1. Construct your own real-world example, using the database model above, of aggregate data that are more sensitive than their constituents.  Your example should include at least three datasets.  Identify what L(R) is for each possible subset R of your datasets.  (If you need inspiration, begin by supposing that one of the datasets is a set of photographs.)
   
2. Suppose that each object (and subject) is labelled with its sensitivity (or clearance). We could then attempt to employ the Bell and LaPadula security conditions ("no read up, no write down"). However, we claim that these conditions are insufficient to guarantee the following policy: 

   P1: An object never contains information whose sensitivity is higher than the object's label.

   Using your example database from part 1, prove this claim by exhibiting a series of read and write operations that effect such an information flow. You may freely invent entities and their labels.
   
3. Instead of sensitivity, suppose that each entity is labelled with a set of datasets. Give new conditions for reading and writing. Your conditions should guarantee the following policy:
   

   P2: If X is labelled with R, then the information in datasets R should be allowed to flow to X, and information from datasets other than those in R should not be allowed to flow to X.

Problem 3:

Recall that revocation of capabilities can be implemented by using revocation tags. Here each capability is a triple, < O , Privs, revTag >. And to revoke a capability C1 = < O1 , Privs1 , revTag1 >, it suffices that revTag1 be added to a set of revocation tags that the reference monitor for object O1 maintains.
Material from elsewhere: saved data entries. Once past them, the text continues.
PR #193, opened 2020-07-17
Use REGISTRY_SECRET instead of REGISTRY_CONFIG

piyush-nimbalkar:
Starting oci-monitor:2.3.2, we support taking in the image pull
secret name directly in oci-mon.

### DIFF
--- a/drivers/storage/portworx/deployment.go
+++ b/drivers/storage/portworx/deployment.go
@@ -796,16 +796,24 @@ func (t *template) getEnvList() []v1.EnvVar {
 	}
 
 	if t.cluster.Spec.ImagePullSecret != nil && *t.cluster.Spec.ImagePullSecret != "" {
-		envMap["REGISTRY_CONFIG"] = &v1.EnvVar{
-			Name: "REGISTRY_CONFIG",
-			ValueFrom: &v1.EnvVarSource{
-				SecretKeyRef: &v1.SecretKeySelector{
-					Key: ".dockerconfigjson",
-					LocalObjectReference: v1.LocalObjectReference{
-						Name: *t.cluster.Spec.ImagePullSecret,
+		pxVer2_3_2, _ := version.NewVersion("2.3.2")
+		if t.pxVersion.LessThan(pxVer2_3_2) {
+			envMap["REGISTRY_CONFIG"] = &v1.EnvVar{
+				Name: "REGISTRY_CONFIG",
+				ValueFrom: &v1.EnvVarSource{
+					SecretKeyRef: &v1.SecretKeySelector{
+						Key: ".dockerconfigjson",
+						LocalObjectReference: v1.LocalObjectReference{
+							Name: *t.cluster.Spec.ImagePullSecret,
+						},
 					},
 				},
-			},
+			}
+		} else {
+			envMap["REGISTRY_SECRET"] = &v1.EnvVar{
+				Name:  "REGISTRY_SECRET",
+				Value: *t.cluster.Spec.ImagePullSecret,
+			}
 		}
 	}
 
--- a/drivers/storage/portworx/deployment_test.go
+++ b/drivers/storage/portworx/deployment_test.go
@@ -92,7 +92,7 @@ func TestPodSpecWithImagePullSecrets(t *testing.T) {
 	cluster := &corev1alpha1.StorageCluster{
 		ObjectMeta: metav1.ObjectMeta{
 			Name:      "px-cluster",
-			Namespace: "kube-system",
+			Namespace: "kube-test",
 		},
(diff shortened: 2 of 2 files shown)


drivers/storage/portworx/deployment.go
```diff
@@ -796,16 +796,24 @@ func (t *template) getEnvList() []v1.EnvVar {
...
+		pxVer2_3_2, _ := version.NewVersion("2.3.2")
+		if t.pxVersion.LessThan(pxVer2_3_2) {
+			envMap["REGISTRY_CONFIG"] = &v1.EnvVar{
+				Name: "REGISTRY_CONFIG",
+				ValueFrom: &v1.EnvVarSource{
+					SecretKeyRef: &v1.SecretKeySelector{
+						Key: ".dockerconfigjson",
+						LocalObjectReference: v1.LocalObjectReference{
+							Name: *t.cluster.Spec.ImagePullSecret,
+						},
```
zoxpx, line 808: Do we actually need this block  (ie. is the current version of Px-Operator supposed to handle the px-2.3.2, released Dec 18, 2019)?

drivers/storage/portworx/deployment.go
```diff
@@ -796,16 +796,24 @@ func (t *template) getEnvList() []v1.EnvVar {
...
 					},
 				},
-			},
+			}
+		} else {
+			envMap["REGISTRY_SECRET"] = &v1.EnvVar{
+				Name:  "REGISTRY_SECRET",
+				Value: fmt.Sprintf("%s/%s", t.cluster.Namespace, *t.cluster.Spec.ImagePullSecret),
```
zoxpx, line 815: Note about namespace here:
* Kubernetes own `imagePullSecrets` directive does not normally allow Pull-Secrets to span between the namespaces (i.e. one can use only "local namespace" secrets)
* our implementation of `REGISTRY_SECRET` is a bit different, since it'll allow fetching secrets also from a different namespace  (note, we needed this to support specific IBM-K8s-cloud default setups)
* the newer versions of OCI-Monitor's do not need the `REGISTRY_SECRET` setting at all -- by default they'll try to reuse the pull-secret that's been assigned to OCI-Monitor POD itself
  - so, in the future PX-Operator releases we'll likely drop the `REGISTRY_SECRET` env. variable altogether

Because of this, it might be better to align with K8s limitation (and our future default), and not use Namespace in `REGISTRY_SECRET`  (i.e. use `<pullSecret>` notation, instead of our custom `<namespace>/<pullSecret>`)

drivers/storage/portworx/deployment.go
piyush-nimbalkar: There could be customers who are using 2.3.2. Don't want to break this for them. Will keep it around for a while.

drivers/storage/portworx/deployment.go
piyush-nimbalkar: @zoxpx So you recommend not passing REGISTRY_SECRET at all? Or asking to pass only the secret name?
I have to pass the namespace because from the ticket it seemed like oci-mon defaults to kube-system if namespace is not passed. Even operator mandates user to have pull secret in the same namespace. But if cluster itself if deployed in non-kube-system ns, I need to pass the namespace for oci-mon.

drivers/storage/portworx/deployment.go
zoxpx: Oh.. didn't realize the latest PX-Operator has to support _all_ Portworx versions:
* code might get busy dealing with the backward-compatibility tweaks, and the new features
* alternatively, we could just introduce support-matrix for PX-Operator, so a certain PX-Operator would support certain set of PX-versions
   - in fact, I think it's very likely we'll end up with such version-specific deployments in the future

drivers/storage/portworx/deployment.go
zoxpx: If namespace is not specified in `REGISTRY_SECRET`, the OCI-Monitor will use its own namespace to access the secrets.
Apropos removing the `REGISTRY_SECRET` variable altogether, I think it's too early for this  (we've introduced this default fairly recently, if I remember correctly)

piyush-nimbalkar: @zoxpx has this always been the case? Can I safely assume even for 2.3.2 we don't need to pass the namespace in REGISTRY_SECRET?

drivers/storage/portworx/deployment.go
piyush-nimbalkar: Sure we can have that in future when it gets unmanageable.

drivers/storage/portworx/deployment.go
zoxpx: yes and yes  :)

PR #194, opened 2020-07-19
Update CRD on operator restarts

piyush-nimbalkar:
- Updating CRD for validations changes if any on operator restart. If a new version of operator has new spec fields they will get applied to the CRD.
- Removing the deprecated StorageNodeStatusCRD
- Adding missing specs to the StorageCluster CRD
- Minor fix - When PX deployment is disabled (px central uses this), do not fetch release manifest. Also no need to populate image, version when px is not even enabled.


drivers/storage/portworx/portworx.go
```diff
@@ -149,16 +150,16 @@ func (p *portworx) SetDefaultsOnStorageCluster(toUpdate *corev1alpha1.StorageClu
 
 	toUpdate.Spec.Image = strings.TrimSpace(toUpdate.Spec.Image)
 	toUpdate.Spec.Version = pxutil.GetImageTag(toUpdate.Spec.Image)
-	pxVersionChanged := toUpdate.Spec.Version == "" ||
-		toUpdate.Spec.Version != toUpdate.Status.Version
+	pxVersionChanged := pxEnabled &&
+		(toUpdate.Spec.Version == "" || toUpdate.Spec.Version != toUpdate.Status.Version)
```
ggriffiths, line 154: what if `toUpdate.Status.Version` is already `""` ? Is an update required in this case?

piyush-nimbalkar: Yes. That will happen only the first time this version of operator is started (spec.Version present but status.Version absent), because the status.Version field was newly introduced. The status.Version will be set in the first reconcile loop and after that it  won't require the update until spec.Version changes.

PR #196, opened 2020-07-23
Create core v1 API and generate its clients

piyush-nimbalkar:
Signed-off-by: Piyush Nimbalkar <piyush@portworx.com>

PR #197, opened 2020-07-27
Upgrade API objects to v1 from v1alpha1

piyush-nimbalkar:
- Have followed [this Kubernetes doc](https://v1-15.docs.kubernetes.io/docs/tasks/access-kubernetes-api/custom-resources/custom-resource-definition-versioning/#writing-reading-and-updating-versioned-customresourcedefinition-objects) for CRD version upgrade.
- Had already copied the API objects in v1 folder and generated clients - https://github.com/libopenstorage/operator/pull/196
- Tested this in a vanilla Kubernetes and OpenShift cluster with a new StorageCluster/StorageNodes as well existing ones. Eventually all stored v1alpha1 objects get moved v1 in the k8s api-server.


piyush-nimbalkar:
Thinking of deleting the old v1alpha1 CRDs and its clients as there won't be any consumer.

An alternative approach for revocation of capabilities is to use ordinary capabilities (i.e., pairs < O , Privs >) but allow indirection and chains of capabilities. Here, the named object O in one capability can itself be a capability that appears on a path of capabilities; the final element of that path would be a capability for the object whose access is being authorized. If any capability in the chain is deleted, then all predecessors in the chain are effectively revoked.
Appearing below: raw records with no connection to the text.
PR #198, opened 2020-07-29
Add support for old stork issuer with newer versions of PX

ggriffiths:

### DIFF
--- a/drivers/storage/portworx/deployment_test.go
+++ b/drivers/storage/portworx/deployment_test.go
@@ -2627,7 +2627,6 @@ func TestSecuritySetEnv(t *testing.T) {
 	k8sClient := coreops.New(fakek8sclient.NewSimpleClientset())
 	coreops.SetInstance(k8sClient)
 	nodeName := "testNode"
-
 	cluster := &corev1alpha1.StorageCluster{
 		ObjectMeta: metav1.ObjectMeta{
 			Name:      "px-cluster",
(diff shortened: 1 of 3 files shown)


drivers/storage/portworx/util/util.go
```diff
@@ -303,6 +305,37 @@ func GetPortworxVersion(cluster *corev1alpha1.StorageCluster) *version.Version {
 	return pxVersion
 }
 
+// GetStorkVersion returns the stork version based on the image provided.
+// We first look at spec.Image. If that is not present or invalid semvar, then we fallback to an
```
piyush-nimbalkar, line 309: nit: `spec.Stork.Image`
Also update the comment as per the below review comment.

drivers/storage/portworx/util/util.go
```diff
@@ -303,6 +305,39 @@ func GetPortworxVersion(cluster *corev1alpha1.StorageCluster) *version.Version {
...
+// annotation portworx.io/stork-version; else we return int max as the version.
+func GetStorkVersion(cluster *corev1alpha1.StorageCluster) *version.Version {
+	defaultVersion, _ := version.NewVersion(strconv.FormatInt(math.MaxInt64, 10))
+	if cluster.Spec.Stork == nil && cluster.Annotations[AnnotationStorkVersion] == "" {
+		logrus.Warnf("could not find stork version from cluster spec")
+		return defaultVersion
+	}
+
+	parts := strings.Split(cluster.Spec.Stork.Image, ":")
```
piyush-nimbalkar, line 318: Starting operator 1.4, `cluster.Spec.Stork.Image` may not always be present. If it is present, it will be only to override the operator selected image. The operator selected image will be found in `cluster.Status.DesiredImages.Stork`.
Basically it should be - 
```
if cluster.Spec.Stork.Image == "" {
  // get version from cluster.Status.DesiredImages.Stork
  // if this is semver, return it
  // else get it from the annotation and return it
} else {
  // if this is semver, return it
  // else get it from the annotation and return it
}
```

drivers/storage/portworx/util/util.go
```diff
@@ -303,6 +305,39 @@ func GetPortworxVersion(cluster *corev1alpha1.StorageCluster) *version.Version {
 	return pxVersion
 }
 
+// GetStorkVersion returns the stork version based on the image provided.
+// We first look at spec.Image. If that is not present or invalid semvar, then we fallback to an
+// annotation portworx.io/stork-version; else we return int max as the version.
+func GetStorkVersion(cluster *corev1alpha1.StorageCluster) *version.Version {
+	defaultVersion, _ := version.NewVersion(strconv.FormatInt(math.MaxInt64, 10))
+	if cluster.Spec.Stork == nil && cluster.Annotations[AnnotationStorkVersion] == "" {
```
piyush-nimbalkar, line 313: I think if stork is disabled, we can just return the default, ignoring the annotation, right?
We should check both stork == nil and stork.enabled == false to check stork is disabled.

drivers/storage/portworx/util/util.go
```diff
@@ -303,6 +305,46 @@ func GetPortworxVersion(cluster *corev1alpha1.StorageCluster) *version.Version {
...
+					logrus.Warnf("Invalid Stork version %s extracted from annotation: %v", storkVersionStr, err)
+				}
+			}
+		}
+	} else {
+		logrus.Warnf("could not find stork version from cluster spec")
+		return defaultVersion
+	}
+
+	return storkVersion
```
piyush-nimbalkar, line 345: We should check for nil here and return default version. 
If the image tag and annotation are both not semantic versions, this would be nil.

drivers/storage/portworx/deployment_test.go
```diff
@@ -2697,6 +2696,92 @@ func TestSecuritySetEnv(t *testing.T) {
...
+	actual, err = driver.GetStoragePodSpec(cluster, nodeName)
+	assert.NoError(t, err, "Unexpected error on GetStoragePodSpec")
+	appsSecretSet = false
+	for _, env := range actual.Containers[0].Env {
+		if env.Name == pxutil.EnvKeyPortworxAuthSystemAppsKey {
+			appsSecretSet = true
+		}
+	}
+	assert.True(t, storkSecretSet)
+
```
piyush-nimbalkar, line 2784: Add test case for 
- when spec.stork.image and annotation both have invalid semantic version, should use apps key
- when spec.stork.image (or status.desiredImage.stork) have no tag, should use apps key

PR #199, opened 2020-07-29
Add support for security TokenLifetime in days and years

ggriffiths:


drivers/storage/portworx/component/security.go
```diff
@@ -293,7 +293,11 @@ func (c *security) createToken(
 		Roles:   []string{role},
 		Groups:  groups,
 	}
-	token, err := pxutil.GenerateToken(cluster, authSecret, &claims, cluster.Spec.Security.Auth.SelfSigned.TokenLifetime.Duration)
+	tokenDuration, err := pxutil.ParseExtendedDuration(*cluster.Spec.Security.Auth.SelfSigned.TokenLifetime)
+	if err != nil {
+		return "", fmt.Errorf("failed to parse token lifetime: %v", err.Error())
```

Suppose an application has been built in terms capabilities that contain revocation tags. We are required to port this application to a system where capabilities are pairs, but indirection of capabitities and capability chains are supported. Describe the shapes of the "chains" that will be needed to implement the orginal functionality that revocation tags provided. And describe how to implement, using these capability chains, the operation of adding a revocation tag revTag to the set of tags that the reference monitor is maintaining.